┌──
PR #288, opened 2016-04-04
Update bluebird.json

louy:
Adding version 3.3.4

### DIFF
--- a/npm/bluebird.json
+++ b/npm/bluebird.json
@@ -1,5 +1,6 @@
 {
   "versions": {
-    "3.2.1": "github:typed-typings/npm-bluebird#524d5cc66654fe7c8dcbccf90faeaa70588853a0"
+    "3.2.1": "github:typed-typings/npm-bluebird#524d5cc66654fe7c8dcbccf90faeaa70588853a0",
+    "3.3.4": "github:louy:typed-bluebird#9d1352843f7720fea2d91d01a9da0f97755ffb95"
   }
 }
--- a/npm/bluebird.json
+++ b/npm/bluebird.json
@@ -1,6 +1,5 @@
 {
   "versions": {
-    "3.2.1": "github:typed-typings/npm-bluebird#524d5cc66654fe7c8dcbccf90faeaa70588853a0",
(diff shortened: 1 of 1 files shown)


unional:
There is a typo. Also, do you want to update it in https://github.com/typed-typings/npm-bluebird?

louy:
Fixed. Thanks! Well I wouldn't mind, but I've been working on this fork for a long time now. We can probably merge the two. Would you make me a contributor to that repo?

unional:
@blakeembrey , can you add @louy to that repo? Lost ownership when transferred.

blakeembrey:
@louy I'll add you to `typed-typings`. Done.

blakeembrey:
@louy Done. What did you want to do with this PR now?

louy:
I'll update it once github starts working again! thanks.

louy:
@blakeembrey it's updated.

unional:
@Louy seems like you have other commit mixed with this

Also, should the previous version be kept?

louy:
I think squashing would solve this when you merge. You're right about previous version.  Sorry about that.

blakeembrey:
@unional What's the issue with the previous version? I don't see an issue with keeping it around?

unional:
Yes, my point is to keeping it around.

blakeembrey:
Ok, we should keep old versions :smile: The API is currently deprecating dead versions anyway, so if you do that it'll start emitting deprecated notices.

unional:
> so if you do that it'll start emitting deprecated notices.

Which bring up a point that if the user is using a specific version (e.g. `chai@3.4.0`), if `chai@3.5.0` is available would it print the deprecating warning?
I think it should be suppressed.

blakeembrey:
It's not marked as deprecated if you haven't deleted it from the registry, so it would be "suppressed". However, if you delete the version from the registry doesn't that constitute no more support for that version?

unional:
> constitute no more support for that version?

But why? If the typings is correct for that version, I don't see a reason to not support it if the user choose to use that particular version.

blakeembrey:
Because you deleted the version?

unional:
Yup. That's why I don't see much reason in removing entries in `typings/registry`, just like you normally won't `npm unpublish`. :smile:

PR #291, opened 2016-04-05
Add `normalizr@2.x` typings

unindented:
Typings URL: https://github.com/unindented/typed-normalizr
Source URL: https://github.com/gaearon/normalizr

### DIFF
--- a/npm/normalizr.json
+++ b/npm/normalizr.json
@@ -1,0 +1,5 @@
+{
+  "versions": {
+    "2.0.0": "github:unindented/typed-normalizr#58c96c9f2f765becaf531ded8990d7d3c72fb12c"
+  }
+}


blakeembrey:
@unindented Are you a maintainer of `normalizr`? Would you be interested in keeping the type definitions inside the repo itself instead? Doing that would provide immediate value for TypeScript users instead of making them use Typings.

unindented:
@blakeembrey You are right, that's the better option. Adding a `typings` field to the `package.json` that points to the `.d.ts` file would be enough, right?

blakeembrey:
Yes, that's all you need to do and TypeScript users will appreciate it :smile:

blakeembrey:
You're welcome to ping me too, if you need a definition review.

unindented:
@blakeembrey I've created a PR, if you have the time to review: https://github.com/gaearon/normalizr/pull/84

PR #292, opened 2016-04-05
Create electron.json

unional:

Typings URL: [E.g. http://github.com/typed-typings/env-electron]
Source URL: [E.g. https://github.com/electron/electron]

Thanks for contributing!


Fank:
@unional i think the test won't green up :weary:

unional:
Seem seems like some issue with github.

Fank:
LGTM i think updates will follow soon

PR #296, opened 2016-04-06
add global lodash

unional:

Typings URL: [E.g. http://github.com/typed-typings/npm-lodash]
Source URL: [E.g. https://github.com/lodash/lodash]

Thanks for contributing!

### DIFF
--- a/global/lodash.json
+++ b/global/lodash.json
@@ -1,0 +1,5 @@
+{
+  "versions": {
+    "4.0.0": "github:typed-typings/npm-lodash/global#e17b5e028baa7cc2400385c96c5a212b69c3756d"
+  }
+}


blakeembrey:
@unional Is there something stopping us from doing the `declare global` trick here?

unional:
Do you think the `declare global` trick will work if it is being referenced multiple times?

I recall it will lead to `duplicate identifier` error. But need to validate.

louy:
IMO, a global module should never be referenced multiple times. I don't like the idea of having a typing file for a global var that the user will have to expose manually anyway. 

moreover, module authors should never expose anything globally. think about having a module that uses lodash while another uses underscore.

unional:
These are for supporting user using the module through script tag

unional:
Merge since the augmentation trick is not working.

PR #348, opened 2019-08-18
fix Mock in parallel

kderme:
This pr fixes what I think is an issue related to the mock function in the parallel case. It also adds a new example, which fails without the fix. The test is pretty simple: we model a system from which you can only try to create some references:
```
data Command r
  = Create
```
The system manages to create only the first reference:
```
data Response r
  = Created (Reference Int r)
  | NotCreated
```
The sequential case works well, but in the paralle case if two commands try to create a reference in parallel, like in the example below, we don't know which one will succeed.
```
      ParallelCommands
        { prefix = Commands { unCommands = [] }
        , suffixes =
            [ Pair
                { proj1 =
                    Commands
                      { unCommands =
                          [ Command Create (Created (Reference (Symbolic (Var 0)))) [ Var 0 ]
                          ]
                      }
                , proj2 =
                    Commands { unCommands = [ Command Create NotCreated [] ] }
                }
            ]
        }
```
This can result in a mismatch between the references of the Symbolic Responses and the concrete, which results in `MockSemanticsMismatch` error, because the execution cannot update the `Environment`. Not sure what the best fix is: In my fix I added an additional check in `parallelSafe`, which makes sure that in all permutations, the mocked responses return the same number of Vars.

### DIFF
--- a/src/Test/StateMachine/Parallel.hs
+++ b/src/Test/StateMachine/Parallel.hs
@@ -182,7 +182,8 @@ generateParallelCommands sm@StateMachine { initModel } = do
 -- list of commands for which the preconditions of all commands hold
 -- for permutation of the list, i.e. it is parallel safe. The other
 -- half is the remainder of the input list.
-spanSafe :: StateMachine model cmd m resp
+spanSafe :: Rank2.Foldable resp
+         => StateMachine model cmd m resp
          -> model Symbolic -> [Command cmd resp] -> [Command cmd resp]
          -> ([Command cmd resp], [Command cmd resp])
 spanSafe _ _     safe []           = (reverse safe, [])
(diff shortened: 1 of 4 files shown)


kderme:
Again lts11 fails to find the cache and builds everything (build takes more than 40 mins). lts12 also fails to find the cache, but it makes it on time.

src/Test/StateMachine/Parallel.hs
```diff
@@ -238,18 +239,20 @@ generateNParallelCommands sm@StateMachine { initModel } np =
...
   . unCommands
   where
-    preconditionsHold _     []                              = True
-    preconditionsHold model (Command cmd resp _vars : cmds) =
+    preconditionsHold _     []                             = True
+    preconditionsHold model (Command cmd resp vars : cmds) =
         boolean (precondition model cmd) &&
-          preconditionsHold (transition model cmd resp) cmds
+          preconditionsHold (transition model cmd resp) cmds &&
+          length vars == length (getUsedVars $ fst $ runGenSym (mock model cmd) newCounter)
```
stevana: Could you please add a comment here about why this is needed and maybe also link to this PR?

kderme: > Could you please add a comment here about why this is needed and maybe also link to this PR?

Added comment and rebased to new master

PR #349, opened 2019-08-20
Write thread sqlite

kderme:
Add a new SQLite example. The semantics use SQLite in a bit different way than normal: all write request are serialized on a TBQueue and there is a single thread which takes them out of the queue and executes them.

I should note this test has some features borrowed from tests here https://github.com/input-output-hk/ouroboros-network and http://www.well-typed.com/blog/2019/01/qsm-in-depth/

### DIFF
--- a/test/Spec.hs
+++ b/test/Spec.hs
@@ -31,6 +31,7 @@ import           MemoryReference
 import           Overflow
 import           ProcessRegistry
 import qualified ShrinkingProps
+import           SQLite
 import           Test.StateMachine.Markov
                    (PropertyName, StatsDb, fileStatsDb)
 import           TicketDispenser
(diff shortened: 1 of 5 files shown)


kderme:
Failure is probably related to `runMigrationSilent` from persistent, which does some strange stuff with the stderr handle.

test/Spec.hs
└──
▶ What needs to be done: Copy each line of the data above that holds "around".

▶ Written solution:
@unional What's the issue with the previous version? I don't see an issue with keeping it around?
Yes, my point is to keeping it around.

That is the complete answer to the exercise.